I addressed some comments of yours in v5, just some rationale for the
others (sorry for the late reply on these!):

...

quoted

+static int vgic_mmio_read_its_typer(struct kvm_vcpu *vcpu,
+				    struct kvm_io_device *this,
+				    gpa_t addr, int len, void *val)
+{
+	u64 reg = GITS_TYPER_PLPIS;
+
+	/*
+	 * We use linear CPU numbers for redistributor addressing,
+	 * so GITS_TYPER.PTA is 0.
+	 * To avoid memory waste on the guest side, we keep the
+	 * number of IDBits and DevBits low for the time being.
+	 * This could later be made configurable by userland.
+	 * Since we have all collections in linked list, we claim
+	 * that we can hold all of the collection tables in our
+	 * own memory and that the ITT entry size is 1 byte (the
+	 * smallest possible one).

All of this is going to bite us when we want to implement migration,
specially the HW collection bit.

How so? Clearly we keep the number of VCPUs constant, so everything
guest visible stays the same even upon migrating to a much different
host? Or are we talking about different things here?

Let me rephrase this: How are you going to address HW collections from
userspace in order to dump them? Short of having memory tables, you cannot.

I was just hoping for addressing first things first. Having the
collection table entirely in the kernel makes things easier for now.

How is that save/restore story covered by a hardware ITS? Is it just
ignored since it's not needed/used there?

That being said I would be happy to change this when we get migration
support for the ITS register state and we have agreed on an API for
userland ITS save/restore.

quoted

+	 */
+	reg |= 0xff << GITS_TYPER_HWCOLLCNT_SHIFT;
+	reg |= 0x0f << GITS_TYPER_DEVBITS_SHIFT;
+	reg |= 0x0f << GITS_TYPER_IDBITS_SHIFT;
+
+	write_mask64(reg, addr & 7, len, val);
+
+	return 0;
+}

.....

quoted

+static int vgic_mmio_read_its_idregs(struct kvm_vcpu *vcpu,
+				     struct kvm_io_device *this,
+				     gpa_t addr, int len, void *val)
+{
+	struct vgic_io_device *iodev = container_of(this,
+						    struct vgic_io_device, dev);
+	u32 reg = 0;
+	int idreg = (addr & ~3) - iodev->base_addr + GITS_IDREGS_BASE;
+
+	switch (idreg) {
+	case GITS_PIDR2:
+		reg = GIC_PIDR2_ARCH_GICv3;

Are we leaving the lowest 4 bits to zero?

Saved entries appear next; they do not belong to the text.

PR #2892, opened 2025-02-14
fix: wait builder's final bid during the peak time

Jolly23:
### Description

When the block gas limit is reached in the miner's local building loop, the packing process stops prematurely, even though there might be still much time till the block.timestamp. At that time, some builders may not have provided their best bids, leading to suboptimal block selection.

On February 14th, during a peak usage period on the BNB Chain mainnet, builders struggled to have their bids accepted by validators, making it difficult for bundles and private transactions to finalize.

This PR adds a simple mechanism: if there's still ample time before sealing, introduce a short wait. This ensures the validator makes full use of the 3-second window to pack transactions and wait for potentially better bids.

### Rationale

- Extends the packing window to its full duration.
- Minimizes the risk of missing higher bids submitted later.
- Improves block building efficiency, especially during peak times.

### Example

- **Before**: The loop stops very early after hitting the gas limit during the peak time, and the validator loads what may be a suboptimal best bid or even no bid coming yet.
- **After**: If the block isn't due to be sealed yet, the miner waits, giving more time for better bids to arrive.

### Changes

- Introduced a wait timer before sealing if sufficient time remains.
- Ensured validators utilize their 3-second window for potential better bids.
- Tweaked packing logic to avoid early exit.

Note: This is one of many possible approaches; for example, a separate Go routine could be used to wait for builder bids. This PR offers a simple solution.

### DIFF
--- a/miner/worker.go
+++ b/miner/worker.go
@@ -1391,6 +1391,24 @@ LOOP:
 	// when in-turn, compare with remote work.
 	from := bestWork.coinbase
 	if w.bidFetcher != nil && bestWork.header.Difficulty.Cmp(diffInTurn) == 0 {
+		// We want to start sealing the block as late as possible here if mev is enabled, so we could give builder the chance to send their final bid.
+		// Time left till sealing the block.
+		tillSealingTime := time.Until(time.Unix(int64(bestWork.header.Time), 0)) - w.config.DelayLeftOver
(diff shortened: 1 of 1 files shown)


buddh0 (approved):

zzzckck (approved):
LGTM, as a short term solution, we can check later if the mine logic can be improved further in the future.

PR #2915, opened 2025-02-25
vdn: support init network, add event loop;

galaio:
### Description

vdn: support init network, add event loop;

### Changes

Notable changes: 
* vdn: support init network, add event loop;
* ...


emailtovamos:
Just for the understanding, a static peer doesn't have to be a VDN peer and a VDN peer doesn't have to be a static peer right?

I couldn't stuff "42" in 4 bits, so: yes ;-)

The 4 bottom bits are "Implementation Defined", so you could fit
something in it if you wanted.

quoted

+		break;
+	case GITS_PIDR4:
+		/* This is a 64K software visible page */
+		reg = 0x40;

Same question.

Also, how about all the others PIDR registers?

I guess I was halfway undecided between going with the pure
architectural requirements (which only mandate bits 7:4 in PIDR2) and
complying with the recommendation later in the spec.
So I will just fill PIDR0, PIDR2 and the rest of PIDR2 as well.

quoted

+		break;
+	/* Those are the ID registers for (any) GIC. */
+	case GITS_CIDR0:
+		reg = 0x0d;
+		break;
+	case GITS_CIDR1:
+		reg = 0xf0;
+		break;
+	case GITS_CIDR2:
+		reg = 0x05;
+		break;
+	case GITS_CIDR3:
+		reg = 0xb1;
+		break;
+	}

Given that these values are directly taken from the architecture, and
seem common to the whole GICv3 architecture when implemented by ARM, we
could have a common handler for the whole GICv3 implementatuin. Not a
bit deal though.

I tried it, but it turned out to be more involved than anticipated, so I
shelved it for now. I can make a patch on top later.

quoted

Agreed.

quoted

+
+	write_mask32(reg, addr & 3, len, val);
+
+	return 0;
+}

....

quoted

+/*
+ * By writing to CWRITER the guest announces new commands to be processed.
+ * Since we cannot read from guest memory inside the ITS spinlock, we
+ * iterate over the command buffer (with the lock dropped) until the read
+ * pointer matches the write pointer. Other VCPUs writing this register in the
+ * meantime will just update the write pointer, leaving the command
+ * processing to the first instance of the function.
+ */
+static int vgic_mmio_write_its_cwriter(struct kvm_vcpu *vcpu,
+				       struct kvm_io_device *this,
+				       gpa_t addr, int len, const void *val)
+{
+	struct vgic_dist *dist = &vcpu->kvm->arch.vgic;
+	struct vgic_its *its = &dist->its;
+	gpa_t cbaser = its_cmd_buffer_base(vcpu->kvm);
+	u64 cmd_buf[4];
+	u32 reg;
+	bool finished;
+
+	reg = mask64(its->cwriter & 0xfffe0, addr & 7, len, val);
+	reg &= 0xfffe0;
+	if (reg > its_cmd_buffer_size(vcpu->kvm))
+		return 0;
+
+	spin_lock(&its->lock);
+
+	/*
+	 * If there is still another VCPU handling commands, let this
+	 * one pick up the new CWRITER and process "our" new commands as well.
+	 */

How do you detect that condition? All I see is a massive race here, with
two threads processing the queue in parallel, possibly corrupting each
other's data.

Please explain why you think this is safe.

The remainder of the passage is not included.